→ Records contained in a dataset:
------------------------------

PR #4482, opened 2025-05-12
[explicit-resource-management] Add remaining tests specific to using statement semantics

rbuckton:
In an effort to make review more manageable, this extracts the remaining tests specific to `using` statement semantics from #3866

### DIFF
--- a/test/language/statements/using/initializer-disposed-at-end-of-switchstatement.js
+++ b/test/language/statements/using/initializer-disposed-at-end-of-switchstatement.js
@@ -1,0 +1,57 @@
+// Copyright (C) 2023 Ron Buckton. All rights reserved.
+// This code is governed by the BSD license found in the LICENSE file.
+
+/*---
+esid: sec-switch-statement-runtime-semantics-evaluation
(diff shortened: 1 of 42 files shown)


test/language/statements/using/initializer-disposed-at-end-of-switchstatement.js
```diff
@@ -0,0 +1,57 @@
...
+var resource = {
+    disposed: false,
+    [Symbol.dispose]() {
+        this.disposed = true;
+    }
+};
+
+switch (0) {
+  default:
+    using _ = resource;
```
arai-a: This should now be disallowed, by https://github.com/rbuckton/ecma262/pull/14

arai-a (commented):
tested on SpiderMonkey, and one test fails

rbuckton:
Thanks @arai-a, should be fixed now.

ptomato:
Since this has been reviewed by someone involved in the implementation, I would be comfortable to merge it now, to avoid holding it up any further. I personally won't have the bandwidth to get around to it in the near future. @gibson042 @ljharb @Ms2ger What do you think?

------------------------------

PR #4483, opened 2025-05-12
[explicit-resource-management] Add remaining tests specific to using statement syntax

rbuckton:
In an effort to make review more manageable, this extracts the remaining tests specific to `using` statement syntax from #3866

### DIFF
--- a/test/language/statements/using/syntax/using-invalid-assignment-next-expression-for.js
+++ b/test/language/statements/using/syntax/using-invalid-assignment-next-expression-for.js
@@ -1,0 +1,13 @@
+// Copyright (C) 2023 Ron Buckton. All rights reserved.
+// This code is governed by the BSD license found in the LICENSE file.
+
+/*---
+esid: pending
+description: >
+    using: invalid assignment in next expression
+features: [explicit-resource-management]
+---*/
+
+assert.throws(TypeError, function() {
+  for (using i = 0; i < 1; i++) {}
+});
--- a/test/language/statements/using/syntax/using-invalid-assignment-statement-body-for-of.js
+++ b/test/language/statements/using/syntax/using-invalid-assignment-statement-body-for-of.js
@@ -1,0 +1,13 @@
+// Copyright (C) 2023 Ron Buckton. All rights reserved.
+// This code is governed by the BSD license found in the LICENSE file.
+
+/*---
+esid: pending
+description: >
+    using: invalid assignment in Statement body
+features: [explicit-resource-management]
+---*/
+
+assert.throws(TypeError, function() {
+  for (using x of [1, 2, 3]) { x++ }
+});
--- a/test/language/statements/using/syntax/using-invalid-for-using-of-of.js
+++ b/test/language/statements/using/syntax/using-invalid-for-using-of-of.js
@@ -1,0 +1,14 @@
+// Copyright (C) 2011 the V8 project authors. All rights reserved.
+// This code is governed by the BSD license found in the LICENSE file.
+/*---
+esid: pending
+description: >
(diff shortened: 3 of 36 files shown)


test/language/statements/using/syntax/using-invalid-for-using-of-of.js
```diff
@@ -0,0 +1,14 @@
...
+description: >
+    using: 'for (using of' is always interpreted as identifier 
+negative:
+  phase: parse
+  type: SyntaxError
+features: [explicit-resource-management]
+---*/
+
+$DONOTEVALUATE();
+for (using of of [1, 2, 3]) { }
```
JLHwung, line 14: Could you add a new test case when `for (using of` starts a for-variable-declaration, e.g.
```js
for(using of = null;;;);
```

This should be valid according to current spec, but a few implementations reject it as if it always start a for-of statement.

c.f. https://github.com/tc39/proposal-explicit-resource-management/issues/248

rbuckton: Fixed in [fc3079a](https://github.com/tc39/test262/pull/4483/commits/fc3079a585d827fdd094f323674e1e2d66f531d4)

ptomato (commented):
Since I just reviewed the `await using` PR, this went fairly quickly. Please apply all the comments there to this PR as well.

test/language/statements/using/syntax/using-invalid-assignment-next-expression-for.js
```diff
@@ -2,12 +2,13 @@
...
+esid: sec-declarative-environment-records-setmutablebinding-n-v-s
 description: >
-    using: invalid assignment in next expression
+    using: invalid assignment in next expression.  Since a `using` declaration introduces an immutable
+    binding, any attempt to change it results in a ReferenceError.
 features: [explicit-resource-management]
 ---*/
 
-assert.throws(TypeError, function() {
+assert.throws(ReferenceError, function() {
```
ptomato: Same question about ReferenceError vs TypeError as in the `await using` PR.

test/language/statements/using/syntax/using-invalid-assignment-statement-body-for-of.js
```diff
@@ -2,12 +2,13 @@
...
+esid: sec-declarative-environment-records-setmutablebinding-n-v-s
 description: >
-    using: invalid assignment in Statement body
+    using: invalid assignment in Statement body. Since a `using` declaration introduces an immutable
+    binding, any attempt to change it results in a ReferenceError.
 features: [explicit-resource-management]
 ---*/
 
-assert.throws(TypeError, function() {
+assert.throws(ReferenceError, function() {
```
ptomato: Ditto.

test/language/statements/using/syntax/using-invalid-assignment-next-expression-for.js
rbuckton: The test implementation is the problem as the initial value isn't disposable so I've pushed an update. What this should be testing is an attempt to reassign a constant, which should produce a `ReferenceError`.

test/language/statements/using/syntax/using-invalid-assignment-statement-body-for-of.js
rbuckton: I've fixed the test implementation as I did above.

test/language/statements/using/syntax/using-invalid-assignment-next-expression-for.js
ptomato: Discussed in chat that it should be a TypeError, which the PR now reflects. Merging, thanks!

------------------------------

→ WORK TO COMPLETE:
Filter the entries above down to the lines containing the word "await".

→ EXERCISE RESPONSE:
Since I just reviewed the `await using` PR, this went fairly quickly. Please apply all the comments there to this PR as well.
ptomato: Same question about ReferenceError vs TypeError as in the `await using` PR.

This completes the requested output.